Antillena rickwesti is a species of spider belonging to the family Theraphosidae, the tarantulas. This species is endemic to the Dominican Republic.

==Taxonomy==
Antillena rickwesti was first formally described in 2013 by Rogério Bertani and Jeremy Huff, as Avicularia rickwesti. Only the female was known. The specific name recognizes the contributions to the study of the family Theraphosidae by Rick C. West. At the time of description, it was noted that the species was "very distinct" from others in the genus Avicularia, but no alternative generic placement seemed better. A phylogenetic study published in 2017 suggested that the species was sufficiently distinct from Avicularia to be placed in a separate new genus, Antillena.
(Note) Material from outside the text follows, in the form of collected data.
PR #6829, opened 2026-09-02
Allow custom values on enum and multiselect custom fields

bryce-fitzsimons:
Adds an "Allow custom values" option to enum and multiselect custom fields, letting users type in values beyond the predefined list - in the UI and via the REST API.

image


oelshaikh (approved):
LGTM, small UX idea: add a warning if updating a custom field from createable -> not creatable that says that any current custom values will persist.

PR #6840, opened 2026-09-02
feat(queries): confirm warehouse cancel and log when unconfirmed

ahdriel:
### Features and Changes

When we cancel a query on the warehouse, we now verify the cancellation actually happened and log a `warn` when it did not. The query is still marked cancelled on our side right away; the check is fire-and-forget and only produces logs.

To do that we also added a new ability to get the current status of the external query for Integrations that support it.

### Engineering notes

- The `SqlIntegration` no-op default for `cancelQuery` is removed. Absence of the method is the "unsupported" signal and both callers already guard on it.
- We add a patch to `snowflake-sdk` to make `isStillRunning`/`isAnError` accept `string`. This just changes types to reflect the current code behavior (we already had casts on our code that we could clean up by patching the sdk too).

### Testing

- Unit tests
- Manual tests
  - Cancelling against real bigquery still works, and force failure to cancel logs the warning 30s later


ahdriel:
cursor review

packages/back-end/src/integrations/Presto.ts
```diff
@@ -110,8 +139,30 @@ export default class Presto extends SqlIntegration {
...
+    return new Promise<ExternalQueryStatus>((resolve) => {
+      client.query(externalId, (error, data) => {
+        if (error) {
+          // Trino returns 404/410 once a query id has aged out of the
+          // coordinator's memory.
+          const code = error.code;
+          resolve(
+            code === 404 || code === 410
+              ? { state: "unknown", reason: "expired" }
+              : { state: "unknown", reason: "unreachable" },
```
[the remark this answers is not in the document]
ahdriel: `error.code` is set here -- Client.prototype.query wraps the error into `{ message, error, code }`

packages/back-end/src/integrations/Presto.ts
```diff
@@ -27,6 +29,31 @@ const PRESTO_QUERY_TAG_MAX_LENGTH = 2000;
...
+  state: z.string().min(1),
+  failureInfo: z.object({ message: z.string().nullish() }).nullish(),
+  errorCode: z.object({ name: z.string().nullish() }).nullish(),
+});
+
+// FINISHED, FAILED, and FAILING are terminal (FAILING is a failed query whose
+// tasks are still being torn down); every other reported state is still
+// executing. An unparseable payload means we can't tell, so return unknown
+// rather than assuming the query is alive.
+export function prestoStateToStatus(info: unknown): ExternalQueryStatus {
```
msamper: Why is info `unknown`?

packages/back-end/src/integrations/Presto.ts
```diff
@@ -27,6 +29,31 @@ const PRESTO_QUERY_TAG_MAX_LENGTH = 2000;
...
+  const parsed = prestoQueryInfoSchema.safeParse(info);
+  if (!parsed.success) return { state: "unknown", reason: "unrecognized" };
+  const { state, failureInfo, errorCode } = parsed.data;
+  if (state === "FINISHED") return { state: "succeeded" };
+  if (state === "FAILED" || state === "FAILING") {
```
msamper: nit: I don't think `FAILING` is a real state for [Presto](https://raw.githubusercontent.com/prestodb/presto/master/presto-main-base/src/main/java/com/facebook/presto/execution/QueryState.java) or [Trino](https://raw.githubusercontent.com/trinodb/trino/master/core/trino-main/src/main/java/io/trino/execution/QueryState.java)

msamper (commented):
lgtm! Just one small nit I found with a claude review, but not blocking

msamper (approved):

packages/back-end/src/integrations/Presto.ts
ahdriel: Nice catch! Likely a mix up with `TaskState` (not `QueryState`). Cleaned up.

PR #6849, opened 2026-09-03
fix: multiple exposures with pre-computed dimensions

lukesonnet:
### Features and Changes

`multipleExposures` with dimension rows was wrong on snapshots. We only used this for customers in the UI on the main snapshot which traditionally did not have dimensions, but with precomputed dimensions it is possible. So users with pre-computed dimensions had incorrect counts of multiple exposures.

This fixes that by correcting both the metric data derived multiple exposures as well as by introducing multiple exposures counts from the health traffic query, preferring the latter when it exists. We now sum across all variation === "__multiple__" rows when relevant.

### Testing

Tested manually with pre-computed dimensions, replicating the bug and seeing that it is resolved now.


msamper (approved):
Thanks for fixing! lgtm

PR #6851, opened 2026-09-03
Replace AGPL dependencies and add a license check in CI

Kevin-Chant:
### Features and Changes

Replaces two AGPL-3.0 license packages - `dirty-json` and `pm2`

`dirty-json` -> `jsonrepair`: It returns a repaired string rather than a value, so the call sites go through a `parseLooseJSON` helper. It handles everything `dirty-json` did (that matters, `{"a": +1}` now rejects) plus comments and truncated JSON, and it's fast enough to drop `MEDIUM_FILE_SIZE`, which only existed to keep `dirty-json` off anything over 1KB. A 35KB malformed value goes **842ms -> 1.25ms**.

`pm2` -> `scripts/run-apps.js`: We only used a fraction of `pm2`'s functionality, so the replacement is lightweight. The image keeps both `pm2-runtime` paths as shims onto it since published charts and ECS task defs pin them, and the `PM2_*` env vars keep their names.

A new `licenses` CI job checks the installed tree against an allowlist, so a new AGPL dependency fails the build.

Behavior changes:
* The back-end was running in pm2 cluster mode, as `instances: 1` with no `exec_mode` selects it. It's a plain child process now.
* PM2 config we weren't using is now unsupported, and logs on startup if caught
```
[run-apps] clustered: instances=4 unsupported, starting one
[run-apps] clustered: ignoring exec_mode
```
* Invoking PM2 against the source checkout (outside a docker image) is no longer supported
* Supervisor lines go to stderr, so stdout stays purely the apps' own output (and matches PM2)

### Testing

- [x] `docker stop` on the built image -> graceful shutdown, exit 0
- [x] Old pinned command `node node_modules/pm2/bin/pm2-runtime start ecosystem.config.js --only front-end` -> serves 200
- [x] `TRACING_PROVIDER=datadog` -> `dd` fields in back-end logs, so `--require` still resolves
- [x] Kill the app inside the container -> supervisor exits 2
- [x] Over `max_memory_restart` while ignoring SIGTERM -> SIGKILL, then restart
- [x] Preview topology, idle-monitor signals its ppid -> all three apps stop, exit 0
- [x] `POST /api/v2/features` with `{"a": 1 // note}` -> stored as `{"a": 1}`; `{"a" = = =}` -> 400


scripts/run-apps.js
```diff
@@ -0,0 +1,192 @@
...
+
+const toArray = (value) =>
+  Array.isArray(value) ? value : value ? String(value).split(/\s+/) : [];
+
+function parseMemory(value) {
+  if (typeof value === "number") return value;
+  const match = String(value ?? "").match(/^(\d+(?:\.\d+)?)\s*([KMG])?B?$/i);
+  if (!match) return null;
+  const scale = { K: 1024, M: 1024 ** 2, G: 1024 ** 3 };
+  return Math.round(+match[1] * (match[2] ? scale[match[2].toUpperCase()] : 1));
```
jdorn, line 44: Worth a sanity check here to avoid ending up with like 5 bytes of memory. Clamp to reasonable min/max values. Possibly throw if way off

scripts/run-apps.js
```diff
@@ -0,0 +1,192 @@
...
+  const child = spawn(
+    process.execPath,
+    [...toArray(app.node_args), app.script, ...toArray(app.args)],
+    {
+      cwd: app.cwd ? path.resolve(rootDir, app.cwd) : rootDir,
+      stdio: "inherit",
+    },
+  );
+
+  running.set(app.name, child);
```
jdorn, line 166: Any chance of this already being set and an orphan child process being left around?

scripts/run-apps.js
```diff
@@ -0,0 +1,192 @@
...
+    "usage: run-apps.js start <ecosystem.config.js> [--only <app>]",
+  );
+  process.exit(1);
+}
+
+const resolvedConfig = path.resolve(configPath);
+const rootDir = path.dirname(resolvedConfig);
+const apps = (require(resolvedConfig).apps || []).filter(
+  (app) => !only || app.name === only,
+);
```
jdorn, line 73: Is it worth a sanity check to make sure all apps have a name and they are all unique?

jdorn (commented):
Code looks good. Will definitely want to test this thoroughly, especially looking for backwards compatibility breaks.

tzjames (approved):

PR #6856, opened 2026-09-03
fixing undefined start date

lukebrawleysmith:
Fix spurious "Analysis start date changed" and guard analysis when a phase has no start date.  Behavior stays unchanged for normally-configured experiments; the guard only trips for legacy/corrupt data with no resolvable phase start.

Problem
When an experiment phase has no start date, the incremental full-refresh comparison normalizes absent dates via getValidDate(), which returns a fresh new Date() on each call. Two absent dates therefore resolve to different timestamps, deterministically (and incorrectly) reporting Analysis start date changed.

Changes
shared/enterprise/pipeline.ts: Normalize an absent startDate to a stable null sentinel instead of a fabricated timestamp; make startDate optional on IncrementalFullRefreshComparable to reflect that legacy snapshots may lack it.
front-end/.../AnalysisSettingsSummary.tsx: Stop fabricating new Date() for the current-side start when there's no started phase, so it stays symmetric with an absent baseline.
back-end/util/migrations.ts: In upgradeExperimentDoc, backfill a missing phase dateStarted from the previous phase's dateEnded (or the experiment's dateCreated for the first phase). Runs on every read.
back-end/services/experiments.ts: In getSnapshotSettings, throw a clear, user-facing error when a phase still has no resolvable start date (first phase with no dateCreated) — blocking analysis rather than producing a fabricated window. Surfaces on-screen when the user clicks Update Results.
Tests: Add coverage for the absent/one-sided startDate comparison and the migration backfill (both-absent, first-phase fallback, prior-phase fallback, and no-op when already set).

Example error state when phase start date cannot be resolved. 

Screenshot 2026-09-03 at 1 49 51 PM

### DIFF
--- a/packages/back-end/src/services/experiments.ts
+++ b/packages/back-end/src/services/experiments.ts
@@ -615,6 +615,13 @@ export function getSnapshotSettings({
   if (!phase) {
     throw new Error("Invalid snapshot phase");
   }
+  // upgradeExperimentDoc backfills a missing phase start date.
+  // If the backfill fails, throw an error.
+  if (!phase.dateStarted) {
+    throw new Error(
+      "This experiment phase has no start date, so results can't be analyzed. Set a start date for the phase and try again.",
+    );
+  }
 
   const defaultPriorSettings = orgPriorSettings ?? {
     override: false,
--- a/packages/back-end/src/services/experiments.ts
+++ b/packages/back-end/src/services/experiments.ts
@@ -619,7 +619,7 @@ export function getSnapshotSettings({
   // If the backfill fails, throw an error.
   if (!phase.dateStarted) {
     throw new Error(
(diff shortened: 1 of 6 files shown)


lukesonnet (changes requested):
Why would dateStarted be unset for a running experiment? I would think we should fix that instead.

lukebrawleysmith:
@lukesonnet 
phase.dateStarted is not enforced to be present at storage:
https://github.com/growthbook/growthbook/blob/8899dd8d755a8f4053191093c7cdd7df8fb5ec45/packages/back-end/src/services/experiments.ts#L3062

If an experiment is loaded with no phase.dateStarted, a read-time migration now backfills it
1. use the end date for previous phase (if exists) as start date for current 
2. otherwise prevent analysis and ask user to modify phase

lukebrawleysmith:
unneeded for now, as all current experiments have start date

PR #6864, opened 2026-09-04
Introduces new raw table for sql-explorer

mknowlton89:
### Features and Changes

SQL explorer currently only offers an aggregated visualization (Count, Group By, etc.) This PR extends the SQL explorer v2 by adding a **Raw table** view so users can add an unaggregated chart to a dashboard, like they can for the original sql explorer, while retaining the benefits of the exploration tools date filtering. 

- New `rawTable` chart type (SQL-only): wraps the user’s query in `SELECT *` with the existing row limit, optional timestamp date filter, and no grouping or aggregates.
- Results come back as `rawRows` (plus `truncated` when the warehouse returned more than the limit). Hidden columns are a display-only preference and do not refetch.
- After a successful test query, users can **Customize table** (raw results + column checkboxes) or **Create visualization** (seed Count / chart as before). Raw table is the default SQL explore state.
- Comparisons are disabled for raw tables. Switching chart types keeps draft values/dimensions so going back to a visualization is reversible; those fields are stripped before persist/run.
- Empty SQL canvas uses a **Load table** / **Render chart** submit instead of a duplicate Refresh callout. Dashboards and AI chat bubbles render raw tables with the same data table.

### Dependencies

None

### Testing

- [x] Run a SQL test query, then **Customize table**: sidebar shows column checkboxes (last visible column cannot be hidden), main pane loads unaggregated rows, CSV download respects hidden columns
- [x] From the same preview, **Create visualization**: Count is seeded and charts/tables work as before; switch back to Raw table without losing the draft
- [x] With a timestamp column: date range filters raw rows; compare is hidden. Without a timestamp: date controls stay disabled with the raw-table tooltip
- [x] Change SQL so a previously visible column disappears: hidden-column list is pruned; if every remaining column would be hidden, visibility resets
- [x] Truncated results show “the first N rows”; Refresh still works after SQL or date-range edits
- [x] Save a raw-table exploration to a dashboard and confirm the block renders the table (no comparison)
- [x] Confirm metric / dataset / funnel explorers are unchanged (no Raw table option)

### Screenshots
Screenshot 2026-09-09 at 9 31 28 AM


jdorn (approved):
Did not test, but read through the code and it looks low risk.

PR #766, opened 2024-08-01
BED-4663: Fix Hybrid Paths Failure When Node Exists But Not As AD User

superlinkx:
## Description

Fixes an edge case where a node can exist with a given `objectid` but may not have a `User` label due to not being directly collected or some other case where the label is missing. This includes checking each node we think we need to create for existence, and if it does already exist, adding the `User` label to that node.

## Motivation and Context

This PR addresses: BED-4663

Fixes an important edge case we found in v5.13.0. This is being staged for hotfix v5.13.1

## How Has This Been Tested?

Used a debugger to pause on the first objectid that needed to be created because it wasn't found in our list of AD Users. During that pause, I did a `MERGE` for that objectid and ensured that the node had only `:Base`, no `:User`. I then resumed the debugger until the next item and checked Neo4j for the previous node. When not adding on the label, I saw the correct node show up as expected with only the `Base` label. When adding the additional logic to add the `User` label, I saw that it correctly identified the existing node and added the `User` label.

An integration test has also been added for this edge case, and was validated in a similar manual debugging effort while the test ran to validate replication of the edge case and correct outcome.

## Screenshots (optional):
image
Proof that we could properly work with existing nodes that lacked an AD User label, prior to ensuring that label is readded

## Types of changes

## Checklist:

  - Assigned myself to this PR
  - Open API docs

### DIFF
--- a/packages/go/analysis/hybrid/hybrid.go
+++ b/packages/go/analysis/hybrid/hybrid.go
@@ -174,24 +174,28 @@ func createMissingADUser(ctx context.Context, db graph.Database, objectID string
 		common.ObjectID.String(): objectID,
 	})
 
+	// Using a switch to make the complex error handling logic more clear
 	err = db.WriteTransaction(ctx, func(tx graph.Transaction) error {
 		newNode, err = analysis.FetchNodeByObjectID(tx, objectID)
-		if !errors.Is(err, graph.ErrNoResultsFound) && err != nil {
-			return fmt.Errorf("create missing ad user precheck: %w", err)
-		} else if err == nil {
+		switch {
+		// No node found, so it's safe to create a new AD User
+		case errors.Is(err, graph.ErrNoResultsFound):
+			if newNode, err = tx.CreateNode(properties, adSchema.Entity, adSchema.User); err != nil {
+				return fmt.Errorf("create missing ad user: %w", err)
+			} else {
+				return nil
+			}
+		// Node was found, so we need to update it to an AD User
+		case err == nil:
 			newNode.AddKinds(adSchema.User)
 			if err := tx.UpdateNode(newNode); err != nil {
 				return fmt.Errorf("update missing ad user label: %w", err)
 			} else {
 				return nil
 			}
-		}
-
-		newNode, err = tx.CreateNode(properties, adSchema.Entity, adSchema.User)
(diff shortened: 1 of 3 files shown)


packages/go/analysis/hybrid/hybrid.go
```diff
@@ -175,8 +175,24 @@ func createMissingADUser(ctx context.Context, db graph.Database, objectID string
...
+			}
+		}
+
 		newNode, err = tx.CreateNode(properties, adSchema.Entity, adSchema.User)
-		return err
+		if err != nil {
+			return fmt.Errorf("create missing ad user: %w", err)
+		} else {
+			return nil
+		}
```
mistahj67, line 195: Just a style nit per convention
```suggestion
		if newNode, err = tx.CreateNode(properties, adSchema.Entity, adSchema.User); err != nil {
			return fmt.Errorf("create missing ad user: %w", err)
		}
		
		return nil
```

mistahj67 (approved):
Approved but would love to see some integration tests if they are easily possible, but don't block as this is a high priority fix!

Last question for thought:

We are returning immediately hitting a single error here which breaks hybrid paths completely. Would it be better to collect the errors and keep processing instead of still halting on a single error?

superlinkx:
> Approved but would love to see some integration tests if they are easily possible, but don't block as this is a high priority fix!
> 
> Last question for thought:
> 
> We are returning immediately hitting a single error here which breaks hybrid paths completely. Would it be better to collect the errors and keep processing instead of still halting on a single error?

Integration test added after some thought on how to implement it. Required a minor harness revision, but it now successfully tests this edge case for us! Thanks for the suggestion. I debugged the test to make sure that each part worked as if we had hit the edge case, so I'm happy with the results and they can now be validated by others.

Collecting errors would be good, but we would need to think about how we appropriately remove the affected nodes out of our mappings for the edges, or else we could end up with undefined behavior pretty quickly. As this is meant to be a hotfix for our current issue, I'm requesting a bug ticket to track this as a future improvement.

zinic (approved):
Logic and tests look good to me

mistahj67 (approved):
Switch case is much cleaner 🧼 
Thanks for adding the test! 🙇

PR #771, opened 2024-08-05
BED-4581: added endpoint to update a saved query

irshadaj:
## Description

We don’t currently have a way to update a saved query, so we will be creating a new one

New update endpoint:PUT api/v2/saved-queries/{id} with body
```
{
    "name": string,
    "query": string,
    "description": string
}
```

Users should only be able to update queries owned by them

Admins should be able to update public queries

## Motivation and Context

This PR addresses: BED-4581

## How Has This Been Tested?

Added unit tests.

Also performed manual testing as follows:

Spun up the environment, created a saved query:

initial

Updated a single field, the description, and checked that it was done right:

desc

Proceeded to update all the fields to make sure that multiple changes are handled well:

all

Finally, verified via the ListSavedQueries endpoint that the updates are reflected in the database:

final

## Types of changes

- Database Migrations

## Checklist:

  - Assigned myself to this PR
  - Open API docs

### DIFF
--- a/cmd/api/src/api/v2/saved_queries.go
+++ b/cmd/api/src/api/v2/saved_queries.go
@@ -189,7 +189,7 @@ func (s Resources) UpdateSavedQuery(response http.ResponseWriter, request *http.
 			api.WriteErrorResponse(request.Context(), api.BuildErrorResponse(http.StatusNotFound, "query does not exist", request), response)
 			return
 		} else {
-			if isPublic, err := s.DB.IsSavedQueryPublic(request.Context(), savedQuery); err != nil {
+			if isPublic, err := s.DB.IsSavedQueryPublic(request.Context(), savedQuery.ID); err != nil {
 				api.WriteErrorResponse(request.Context(), api.BuildErrorResponse(http.StatusInternalServerError, err.Error(), request), response)
 				return
 			} else if !isPublic {
--- a/cmd/api/src/database/saved_queries.go
+++ b/cmd/api/src/database/saved_queries.go
@@ -32,7 +32,7 @@ type SavedQueriesData interface {
 	SavedQueryBelongsToUser(ctx context.Context, userID uuid.UUID, savedQueryID int) (bool, error)
 	GetSharedSavedQueries(ctx context.Context, userID uuid.UUID) (model.SavedQueries, error)
 	GetPublicSavedQueries(ctx context.Context) (model.SavedQueries, error)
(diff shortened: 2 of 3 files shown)


ALCooper12:
Hey @irshadaj, I think you forgot to add to the openapi yaml files!

cmd/api/src/database/saved_queries.go
```diff
@@ -71,6 +78,24 @@ func (s *BloodhoundDB) CreateSavedQuery(ctx context.Context, userID uuid.UUID, n
...
+	} else {
+		if name != "" {
+			savedQuery.Name = name
+		}
+		if query != "" {
+			savedQuery.Query = query
+		}
+		if description != "" {
+			savedQuery.Description = description
+		}
```
mvlipka, line 93: A user might want to remove a `description` from their saved query.
It probably doesn't matter as much for `query` and `name` but it might be feel weird to a user if they're intentionally deleting a saved query's cypher and when saving it is popping back up.

I'd think we could move the empty check logic outside of the database interaction and can just pass in `model.SavedQuery` that we expect to update.
https://gorm.io/docs/update.html

cmd/api/src/api/v2/saved_queries.go
```diff
@@ -126,6 +126,27 @@ func (s Resources) CreateSavedQuery(response http.ResponseWriter, request *http.
...
+	)
+
+	if user, isUser := auth.GetUserFromAuthCtx(ctx2.FromRequest(request).AuthCtx); !isUser {
+		api.WriteErrorResponse(request.Context(), api.BuildErrorResponse(http.StatusBadRequest, "No associated user found", request), response)
+	} else if err := api.ReadJSONRequestPayloadLimited(&updateRequest, request); err != nil {
+		api.WriteErrorResponse(request.Context(), api.BuildErrorResponse(http.StatusBadRequest, err.Error(), request), response)
+	} else if savedQueryID, err := strconv.Atoi(rawSavedQueryID); err != nil {
+		api.WriteErrorResponse(request.Context(), api.BuildErrorResponse(http.StatusBadRequest, api.ErrorResponseDetailsIDMalformed, request), response)
+	} else if savedQuery, err := s.DB.GetSavedQuery(request.Context(), savedQueryID); err != nil || savedQuery.UserID != user.ID.String() {
+		api.WriteErrorResponse(request.Context(), api.BuildErrorResponse(http.StatusNotFound, "query does not exist", request), response)
```
mvlipka, line 142: Can use `api.HandleDatabaseError` for the db errors

mvlipka (changes requested):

A second species of Antillena spider, A. miguelangeli, was described in 2017, also from the Dominican Republic.

==Etymology==
Antillena rickwesti is the type species of the genus Antillena, this name refers to the Antilles, where the species' only known locality, the Dominican Republic, is located. The specific name as an eponym, honoing the Canadian arachnologist Rick C. West for his contributions to te study of the taxonomy and biology of the spiders in the family Theraphosidae.

==Description==
Antillena rickwesti was identified as a new species because it differed from other species in Avicularia the possessing two extremely short and broad spermathecae, each with a width approximately twice its length and a highly scleroticized outer half. The species also possesses spinelike setae on the leg coxae.

==Distribution==
Antillena rickwesti is endemic to the Dominican Republic on Hispaniola. The holotype collected from Jaragua National Park in Pedernales Province, subsequently specimens have been collected from Independencia Province, Peravia Province, Azua Province and Barahona Province.